Анна Ивановна спала странно. Ее худые, в синих жилах ноги иногда напрягались, будто в них вливали силу; то же было и с руками. Лицо старушки порозовело, губы покраснели. Но вся эта иллюзия здоровья вдруг исчезала, дыхание почти прекращалось, и наступала другая иллюзия – смерти. Так продолжалось несколько часов.
Фельдшер пыталась разбудить Анну Ивановну разными способами: покалывала иголкой кожу, дергала за нос, давала понюхать нашатыря – бесполезно. Попробовала ставить клизму – ничего не вышло. Чуть приоткроет старушка глаза, охнет – и снова в сон.
- Это же надо: столько икры сожрать! – ворчала Прасковья. – Она, конечно, придает энергию и силу, но в большом количестве – такая тяжесть! Ладно, молодым энергия нужна. А ей зачем – дрова колоть?
После полуночи, отчаявшись привести Анну Ивановну в сознание, фельдшер сказала:
- Пусть себе лежит, пока не выспится. У нее на лице нет смертной печати.

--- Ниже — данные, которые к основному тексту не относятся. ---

PR #21, opened 2015-05-17
Engagement index, asset library refinements and base whiteboard functionality

nicolaasmatthijs:
- Engagement index CSV export
- Asset library likes
- Asset library reply, edit and delete comments
- Convert links in comments
- Manage categories
- Engagement index UI
- COL-95 - Asset Library: gallery view broken up by whitespace in Chrome
- COL-92 - Asset Library: should validate title length
- Base whiteboard functionality

PR #24, opened 2015-05-22
Revert "Engagement index, asset library refinements and base whiteboa…

simong:
Reverts ets-berkeley-edu/collabosphere#21


simong:
I merged the wrong PR before :-1:

PR #26, opened 2015-05-22
Engagement index, asset library refinements and base whiteboard functionality

nicolaasmatthijs:
- Engagement index CSV export
- Asset library likes
- Asset library reply, edit and delete comments
- Convert links in comments
- Manage categories
- Engagement index UI
- COL-95 - Asset Library: gallery view broken up by whitespace in Chrome
- COL-92 - Asset Library: should validate title length
- Base whiteboard functionality


nicolaasmatthijs:
Rebased against master

apache/collabosphere.template
```diff
@@ -14,12 +14,22 @@
     CustomLog <%= logDirectory %>/collabosphere_access_log common
     CustomLog <%= logDirectory %>/collabosphere-combined_log combined
 
+    RewriteEngine on
+    RewriteCond %{QUERY_STRING} transport=polling
+    RewriteRule /(.*)$ http://localhost:2000/$1 [P]
```
simong: Can you add some documentation that this rewrite rule is forcing the request to be proxied to the node app?
Additionally, can you add why we can't add another ProxyPass entry?

simong: Err, I must be getting blind, there's a ProxyPass entry 2 lines lower

node_modules/col-core/lib/api.js
```diff
@@ -34,12 +34,9 @@ var Server = require('./server');
  * @param  {Object}         callback.err        An error object, if any
  */
 var init = module.exports.init = function(callback) {
-  // All unexpected or uncaught errors will be caught and logged here. At this point we cannot
-  // guarantee that the system is functioning properly anymore so we kill the process. When running
-  // in production, the service script will automatically respawn the instance
+  // All unexpected or uncaught errors will be caught and logged here
   process.on('uncaughtException', function(err) {
-    log.error({'err': err}, 'Uncaught exception was raised, restarting the process');
-    process.exit(1);
```
simong: Why was this removed and how will the service recover?

node_modules/col-core/lib/db.js
```diff
@@ -407,6 +407,126 @@ var setUpModel = function(sequelize) {
   Asset.belongsToMany(Category, {'through': 'assets_categories', 'onDelete': 'CASCADE'});
 
   /**
+   * The `whiteboards` table will keep track of the available whiteboards in the Whiteboard tool
+   *
+   * @property {String}       title                   The title of the whiteboard
+   */
+  var Whiteboard = module.exports.Whiteboard = sequelize.define('whiteboard', {
```
simong: Do we need to keep track of who created the whiteboard?

node_modules/col-whiteboards/lib/api.js
```diff
@@ -0,0 +1,771 @@
...
+    } else if (!whiteboard) {
+      log.debug({'err': err, 'id': id}, 'A whiteboard with the specified id could not be found');
+      return callback({'code': 404, 'msg': 'A whiteboard with the specified id could not be found'});
+    }
+
+    whiteboard = whiteboard.toJSON();
+
+    // Parse the stringified whiteboard elements and return
+    // them in a format that can be understood by Fabric.js
+    // TODO: Look at `_.map` for this instead
```
simong: Something like this maybe?

```javascript
try {
    whiteboard.whiteboard_elements = _.map(whiteboard.whiteboard_elements, function(whiteboardElement) {
        return JSON.parse(whiteboardElement.element);
    });
} catch (err) {
    log.error({'err': err, 'whiteboard': id}, 'A whiteboard contained malformed JSON');
}
```

node_modules/col-whiteboards/lib/api.js
```diff
@@ -0,0 +1,771 @@
...
+ * Get a whiteboard
+ * // TODO: Only load online people and whiteboard content when required
+ *
+ * @param  {Number}         userId                          The id of the user retrieving the whiteboard
+ * @param  {Number}         id                              The id of the whiteboard
+ * @param  {Function}       callback                        Standard callback function
+ * @param  {Object}         callback.err                    An error that occurred, if any
+ * @param  {Whiteboard}     callback.whiteboard             The requested whiteboard
+ */
+var getWhiteboard = module.exports.getWhiteboard = function(userId, id, callback) {
```
simong: We should pass in the request context here rather than the userId. That will allow us to add the course to the `where` parameters. As it stands, users from other courses could potentially request whiteboards they shouldn't be able to see

simong: That's assuming all users from a course can see all the whiteboards created within that course?

node_modules/col-whiteboards/lib/api.js
```diff
@@ -0,0 +1,771 @@
...
+    if (err) {
+      log.error({'err': err}, 'Failed to delete all whiteboard session');
+      return callback({'code': 500, 'msg': err.message});
+    }
+
+    return callback();
+  });
+};
+
+// Delete all whiteboard sessions when the server starts
```
simong: How would this work in a situation where the number of appservers is > 1 ? Is that something that should be taken into account? Will whiteboards have some affinity to an app server? etc..

node_modules/col-whiteboards/lib/api.js
```diff
@@ -0,0 +1,771 @@
...
+deleteWhiteboardSessions();
+
+/* WHITEBOARD ELEMENTS */
+
+/**
+ * Store a new element was added to the whiteboard canvas and inform
```
simong: `Store a new element that was added`

node_modules/col-whiteboards/lib/api.js
```diff
@@ -0,0 +1,771 @@
...
+      log.debug({'socket': socket.id, 'element': element.uid}, 'An element on the whiteboard was deleted');
+      deleteWhiteboardElement(socket, element);
+    });
+
+    /**
+     * When a user disconnected, they are removed from the room and their online record
+     * is deleted as well
+     */
+    socket.on('disconnect', function() {
+      log.info({'socket': socket.id}, 'Websocket connection was disconnected');
```
simong: This can probably be demoted to `debug`

node_modules/col-whiteboards/lib/api.js
```diff
@@ -0,0 +1,771 @@
...
+ * whiteboard from which they connected. A record indicating that the user is online in
+ * the whiteboard will also be added
+ */
+Collabosphere.appServer.io.on('connection', function(socket) {
+  log.info({'socket': socket.id}, 'Initiating new websocket connection');
+
+  // Extract the API domain and course id from the referer URL, as well
+  // as the room to which the user has connected. The expected referer URL
+  // format is `http://domain/whiteboards/<whiteboard_id>?api_domain=<api_domain>&course_id=<course_id>`
+  var referer = url.parse(socket.handshake.headers.referer, true);
```
simong: Is there no way to pass the api domain / course id in the handshake itself?

node_modules/col-core/lib/api.js
nicolaasmatthijs: I removed it because this would cause all of the connected websockets to be disconnected. They do reconnect after a while, but there'll be a time gap where those users won't be able to make whiteboard changes. Let me know if you would like me to undo this change.

node_modules/col-core/lib/db.js
nicolaasmatthijs: This will be implemented as part of access management for whiteboards, which will be part of a follow-up PR.

node_modules/col-whiteboards/lib/api.js
nicolaasmatthijs: I've outscoped multi-appserver support from this iteration, as the service will probably be run like that. However, if you think it's important to give it some consideration or if you think it'll be hard to retrofit further down the line, we can give it some thought now.

node_modules/col-whiteboards/lib/api.js
nicolaasmatthijs: The problem is that we need to use `getWhiteboard` in some of the socket code, where we don't have access to a Context object. Whiteboards will become access controlled, but lecturers should be able to see all whiteboards within their course, so the course id will need to be available here.

Do you want me to just pass in the courseId as well or should I create a `getWhiteboard` and `_ getWhiteboard` function, one that takes a context and the internal one that takes `userId` and `courseId`?

node_modules/col-core/lib/api.js
simong: If an error bubbles up to this global catch-all handler the application is pretty much in an unknown state. The recommended practice is to restart your application and start from a clean slate: https://nodejs.org/api/process.html#process_event_uncaughtexception

> Note that uncaughtException is a very crude mechanism for exception handling.
> Do not use it as the node.js equivalent of On Error Resume Next. An unhandled exception means your application - and by extension node.js itself - is in an undefined state. Blindly resuming means anything could happen.
> Think of resuming as pulling the power cord when you are upgrading your system. Nine out of ten times nothing happens - but the 10th time, your system is bust.
> 
> You have been warned.

We should strive to never hit this block of logic, when we do, we should probably restart gracefully.

node_modules/col-whiteboards/lib/api.js
nicolaasmatthijs: Found a way to pass this in a bit more cleanly

node_modules/col-whiteboards/lib/api.js
simong: When a new socket connection comes in through `Collabosphere.appServer.io.on('connection'` can we not do something like:
```javascript
Collabosphere.appServer.io.on('connection', function(socket) {
  // Cookie stuff
  var userId = cookieParser.signedCookie(sessionCookie, config.get('cookie.secret'));

  // Referer stuff
  var whiteboardId = referer.pathname.split('/').pop();

  // Get the user
  UsersAPI.getUser(userId, function(err, user) {
    if (err) { return callback(err); }
    // Keep track of the context
    socket.ctx = {'user': user, 'course': user.course};

    // Get whiteboard
    getWhiteboard(socket.ctx, whiteboardId, function(err, whiteboard) {
       ....
    });
  });
};
```
get the user object from which we can generate a context? That would allow us to keep our usual style of passing in a ctx as the first parameter of each API method.

node_modules/col-whiteboards/lib/api.js
```diff
@@ -0,0 +1,771 @@
...
+ * @param  {Function}       [callback]                      Standard callback function
+ * @param  {Object}         [callback.err]                  An error that occurred, if any
+ * @api private
+ */
+var addWhiteboardElement = function(socket, element, callback) {
+  callback = callback || function() {};
+
+  // Notify all online users in the whiteboard that a new whiteboard element was added.
+  // This will not send a notification over the socket on which the new element was sent
+  socket.broadcast.to(socket.whiteboard.id).emit('addElement', element);
```
simong: Should this broadcast whappen when `upsertWhiteboardElement`'s callback function got triggered?

node_modules/col-whiteboards/lib/api.js
```diff
@@ -0,0 +1,771 @@
...
+ * @param  {Function}       [callback]                      Standard callback function
+ * @param  {Object}         [callback.err]                  An error that occurred, if any
+ * @api private
+ */
+var updateWhiteboardElement = function(socket, element, callback) {
+  callback = callback || function() {};
+
+  // Notify all online users in the whiteboard that a whiteboard element was updated.
+  // This will not send a notification over the socket on which the element update was sent
+  socket.broadcast.to(socket.whiteboard.id).emit('updateElement', element);
```
simong: Should this broadcast whappen when upsertWhiteboardElement's callback function got triggered?

public/app/shared/utilService.js
```diff
@@ -27,6 +27,21 @@
...
+     *
+     * @return {Object}                       The parameters that were passed in through the iFrame launch URL
+     */
+    var getLaunchParams = function() {
+      var launchParams = {
+        'apiDomain': apiDomain,
+        'courseId': courseId,
+        'toolUrl': toolUrl
+      };
+      console.log(launchParams);
```
simong: `console.log`

public/app/app.config.js
```diff
@@ -17,7 +17,9 @@
 
   'use strict';
 
-  angular.module('collabosphere').config(function($compileProvider) {
+  angular.module('collabosphere').config(function($compileProvider, $tooltipProvider) {
+
+    console.log($tooltipProvider);
```
simong: `console.log`

public/app/whiteboards/create/create.html
```diff
@@ -0,0 +1,35 @@
...
+        <input type="text" id="whiteboards-create-title" name="whiteboardsCreateTitle" class="form-control" placeholder="Enter a title" data-ng-model="whiteboard.title" data-ng-maxlength="255" required>
+        <div class="help-block" data-ng-messages="whiteboardsCreateForm.whiteboardsCreateTitle.$error">
+          <div data-ng-message="required">Please enter a title</div>
+          <div data-ng-message="maxlength">A title can only be 255 characters long</div>
+        </div>
+      </div>
+    </div>
+
+    <!-- INVITE -->
+    <div class="form-group" data-ng-class="{'has-error': whiteboardsCreateForm.$submitted && whiteboardsCreateForm.whiteboardsCreateInvite.$invalid}">
```
simong: I assume this is separate from the user listing in the engagement index? e.g., you'll be able to search through the full set of users regardless of whether they (or yourself) have accepted to share in the engagement index.

public/app/whiteboards/create/create.html
```diff
@@ -0,0 +1,35 @@
...
+      <div class="col-sm-10">
+        <input type="text" id="whiteboards-create-invite" name="whiteboardsCreateInvite" class="form-control" placeholder="Invite students into this whiteboard">
+        <div class="help-block" data-ng-messages="whiteboardsCreateForm.whiteboardsCreateInvite.$error"><!-- --></div>
+      </div>
+    </div>
+
+    <!-- BUTTONS -->
+    <div class="form-group text-right">
+      <div class="col-sm-offset-2 col-sm-10">
+        <a data-ng-href="/whiteboards" class="btn btn-default">Cancel</a>
```
simong: This button currently doesn't do anything

public/app/whiteboards/create/create.html
nicolaasmatthijs: Correct. There'll need to be a separate feed for listing all users regardless of their points share state.

public/app/whiteboards/create/create.html
nicolaasmatthijs: It links back to the whiteboard overview page

node_modules/col-whiteboards/lib/api.js
nicolaasmatthijs: The thinking was that we want to make the update available to the other users in the whiteboard as soon as possible. However, given that this should only be a matter of ms, I'll change it to broadcast in the callback.

nicolaasmatthijs:
Followed up on review. Back to @simong for review.

simong:
Neat! Merging this in

PR #97, opened 2015-08-13
COL-296 - Support picture tags in the bookmarklet

simong:


paulkerschen:
Closing per discussion above.

PR #113, opened 2015-09-14
COL-333 - Store a whiteboard’s full PNG image when exporting to the asset library

simong:


paulkerschen:
Looks good to me @simong; thanks.

PR #119, opened 2016-01-15
COL-369 - Basic migration script for file and link assets

nicolaasmatthijs:
Basic migration script for file and link assets

https://jira.ets.berkeley.edu/jira/browse/COL-369


nicolaasmatthijs:

node_modules/col-core/lib/db.js
```diff
@@ -390,7 +393,7 @@ var setUpModel = function(sequelize) {
 
         // Add the liked status
         asset.liked = null;
-        if (asset.activities.length > 0) {
+        if (asset.activities && asset.activities.length > 0) {
```
simong: you can just do `!_.isEmpty(asset.activities)) {`

scripts/migrate_assets.js
```diff
@@ -0,0 +1,229 @@
...
+      }, {
+        'description': file.description || undefined,
+        'thumbnail_url': file.thumbnail_url || undefined,
+        'image_url': file.image_url || undefined,
+        'embed_id': file.embed_id || undefined,
+        'embed_key': file.embed_key || undefined,
+        'embed_code': file.embed_code || undefined
+      }, function(err, asset) {
+        if (err) {
+          return callback(err);
```
simong: The `temp` file needs to be cleaned up here

scripts/migrate_assets.js
```diff
@@ -0,0 +1,229 @@
...
+    .on('error', callback)
+    .on('finish', function() {
+
+      // Create the file asset
+      AssetsAPI.createFile(ctx, file.title, {
+        'mimetype': file.mime,
+        'file': path,
+        'filename': file.title
+      }, {
+        'description': file.description || undefined,
```
simong: Why are the `|| undefined`  here?

scripts/migrate_assets.js
```diff
@@ -0,0 +1,229 @@
...
+ * Migrate a file asset
+ *
+ * @param  {Asset}            file                The file to migrate
+ * @param  {Function}         callback            Standard callback function
+ */
+var migrateFile = function(file, callback) {
+  // Download the file to a temporary folder
+  var path = temp.path();
+  request(file.download_url).pipe(fs.createWriteStream(path))
+    .on('error', callback)
```
simong: The `temp` file needs to be deleted here as well (if there is any). It might be easier to wrap `callback` and always try to clean up the file

scripts/migrate_assets.js
```diff
@@ -0,0 +1,229 @@
...
+
+    log.info('Connected to the database');
+
+    // Create the context for interaction with the API
+    createContext();
+  });
+};
+
+/**
+ * Create a mock context to use for interaction with the API
```
simong: This function does more than just create a context. It also kicks off the entire migration process

simong:
Assuming we only want to migrate content for 1 user (John Scott), what does the workflow look like here?

1. Create the new course
2. Add the tools to the course
3. Run the poller so John Scott gets a User account
4. Run the migration script

What about the links in the Pages/wiki? Is that a todo or a manual step?

scripts/migrate_assets.js
nicolaasmatthijs: We're calling the internal API directly and Joi throws an error for optional values when `null` is provided. I didn't really want to add `allow(null)` to all validation rules, so I just default them to `undefined` for all falsey values. However, I'm happy to go for an alternative solution here. What do you think?

nicolaasmatthijs:
> Assuming we only want to migrate content for 1 user (John Scott), what does the workflow look like here?

Yes, the migration workflow is the one you describe:

1. Create the new course and add the user to it
2. Add the tools
3. Ensure that the course and the user have an entry in the Collabosphere database
4. Run the script

I've agreed with John that updating the links in the Modules and Page is a manual step for now.

nicolaasmatthijs:
Followed up on review and added category migration

nicolaasmatthijs:
Incorporated shrinkwrap and some additional fixes to make the migration script run in production Canvas

nicolaasmatthijs:
This is ready for more review.

node_modules/col-assets/tests/test-assets.js
```diff
@@ -68,7 +68,12 @@ describe('Assets', function() {
               // Create a link asset with optional metadata
               var opts = {
                 'description': 'University of California, Berkeley homepage',
-                'source': 'http://www.universityofcalifornia.edu/uc-system'
+                'source': 'http://www.universityofcalifornia.edu/uc-system',
```
simong: Can you assert that all these values were not set through the REST API ?

nicolaasmatthijs:
Followed up. Back to @simong for review

PR #25903, opened 2026-08-09
refactor(platform): make chat event pagination termination explicit

e7h4n:
## Summary

- replace two unconditional `for (;;)` chat-event pagination loops with an explicit full-page continuation condition
- keep the shared `setLoop` implementation as the only match in the custom-loop scan
- preserve the existing command-owned `AbortSignal`, row cursor updates, cache writes, and cursor-expiry recovery

## Violations found

The snapshot-read foreground and background row synchronizers used unconditional `for (;;)` control flow for finite pagination. Their stopping condition was only expressed through interior returns, so they appeared as unbounded platform loops outside the shared loop abstraction.

## Signal ownership

This change adds no timer. Each pagination pass continues to use the command lifecycle's `AbortSignal` for the row request, IndexedDB operations, snapshot recovery, and abort checks.

## Behavior preserved

- a full page advances the cursor and requests the next page
- a partial or empty page ends the one-shot traversal
- background cursor expiry clears the row cache and ends that pass
- foreground cursor expiry rebuilds once from the server snapshot and continues; a second expiry still fails loudly

## Verification

- Prettier on both changed files
- changed-file ESLint and Oxlint, including type-aware Oxlint
- targeted Vitest: `chat-event-snapshot-read.test.ts` (6 passed)
- custom-loop scan only matches the shared `setLoop` implementation
- native Platform timer scan is empty
- Lefthook pre-commit: Prettier, Knip, full repository type checks (14/14), file-size check, and commitlint passed

Full CI validation is delegated to the PR pipeline.

## Fallbacks

None.

### DIFF
--- a/turbo/apps/platform/src/signals/chat-page/chat-event-background-sync.ts
+++ b/turbo/apps/platform/src/signals/chat-page/chat-event-background-sync.ts
@@ -107,7 +107,8 @@ const syncChatThreadRowsToIndexedDb$ = command(
 
     const syncedEvents: ChatEvent[] = [];
     let sinceSeqId = lastSeqId;
-    for (;;) {
+    let shouldLoadNextPage = true;
+    while (shouldLoadNextPage) {
       const page = await set(listRowsAfter$, { threadId, sinceSeqId }, signal);
       signal.throwIfAborted();
       if (page.kind === "expired") {
@@ -129,10 +130,9 @@ const syncChatThreadRowsToIndexedDb$ = command(
         }),
       );
       sinceSeqId = page.rows.at(-1)!.seqId;
-      if (page.rows.length < CHAT_EVENT_ROWS_PAGE_LIMIT) {
-        return syncedEvents;
-      }
+      shouldLoadNextPage = page.rows.length === CHAT_EVENT_ROWS_PAGE_LIMIT;
     }
+    return syncedEvents;
   },
 );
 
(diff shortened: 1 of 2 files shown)


e7h4n:
LGTM


PR_AUTO_REVIEW_COMMIT: 37436100bb5e219fd17152d998b993e5e252289a
PR_AUTO_REVIEW_VERDICT: LGTM

## Summary

This refactor replaces the two unconditional chat-event row pagination loops with explicit full-page continuation state. Request ordering, cursor advancement, cursor-expiry recovery, event projection, cache writes, and command-owned cancellation remain unchanged.

| Review source | Result |
| --- | --- |
| `REVIEW.md` | The full-page and partial-page exit paths are behaviorally equivalent to the prior loops; no correctness, security, type-safety, or compatibility blocker found. |
| `docs/docs.md` | This internal control-flow refactor does not change public behavior or require user-facing documentation. |
| `docs/bad-smell.md` | No suppression, unsafe cast, dynamic import, duplicated fallback, or broad error handling was introduced. |
| `docs/testing.md` | Existing integration coverage exercises cold-start pagination, cached rows, cursor expiry/rebuild, immediate expiry failure, and background sync. |
| `docs/event-sourcing.md` | Persisted chat-event rows remain authoritative; cursor and projection semantics are unchanged. |
| `docs/effect.md` | No detached effect or new timer was introduced; async work remains awaited within the owning command. |
| `docs/cache.md` | IndexedDB read/write ordering and invalidation behavior are unchanged, including the existing abort checks around asynchronous boundaries. |
| `.claude/skills/ccstate/SKILL.md` | Existing command composition and AbortSignal ownership are preserved; no accessor escape or orphaned async work was added. |

## Findings

### Critical (P0)

None.

### High (P1)

None.

## Testing

- Targeted `chat-event-snapshot-read.test.ts`: 6/6 tests passed locally.
- Changed-file formatting and lint passed locally.
- Platform type checking and the full Lefthook type-check suite passed locally.
- At review time, every completed PR check is green; the remaining CodeQL, app type-check, and Playwright jobs are still running.

PR #25912, opened 2026-08-09
fix(platform): prevent chat crash on browser back

### LINKED ISSUE #25905: bug(platform): browser back from activities crashes chat on mobile Chrome
## Background

A user reported a navigation crash in the Platform app on mobile Chrome.

## Reproduction steps

1. Open a chat whose transcript contains an agent-run source annotation.
2. Open an activity detail from the chat (`/activities/:runId`).
3. Press the browser or system Back button to return to the chat.

## Observed behavior

The chat route begins to load, then the app renders the global error boundary with “Oops! Something went sideways.”

## Expected behavior

Browser Back should restore the previous chat route and content without rendering resources owned by an aborted panel.

## Environment

- Platform: `app.vm0.ai`
- Reported browser: Chrome Mobile 150 on Android 10
- Reported: 2026-08-09

## Evidence

Mobile Chrome global error boundary after navigating back from Activities

The screenshot timestamp matches [Sentry PLATFORM-85](https://vm0.sentry.io/issues/7660139665/):

- At 2026-08-09 08:24:28 UTC, navigation changed from `/activities/:runId` to `/chats/:threadId`.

А уж фронтовая медсестра знала, что говорила.
Очнулась Анна Ивановна только следующим вечером. Подивилась, что лежит не в своем углу, встала, как ни в чем не бывало, и направилась на кухню – проголодалась. Увидев заплаканное лицо дочери и любопытные глазенки внуков, старушка с беспокойством спросила, что произошло. Когда Людмила посвятила ее во все события, Анна Ивановна не поверила.

– 5 –

Через несколько дней Николай укладывал в чемоданы подарки сестре Матрене и ее французской родне. Между узелками с орехами и конфетами он бережно уложил обернутую ватой баночку с икрой.
- Кавьяр… - произнес он с уважением. – А я-то, дурень, думал, почему его так мало разрешают за границу вывозить. Здесь столько силушки заложено!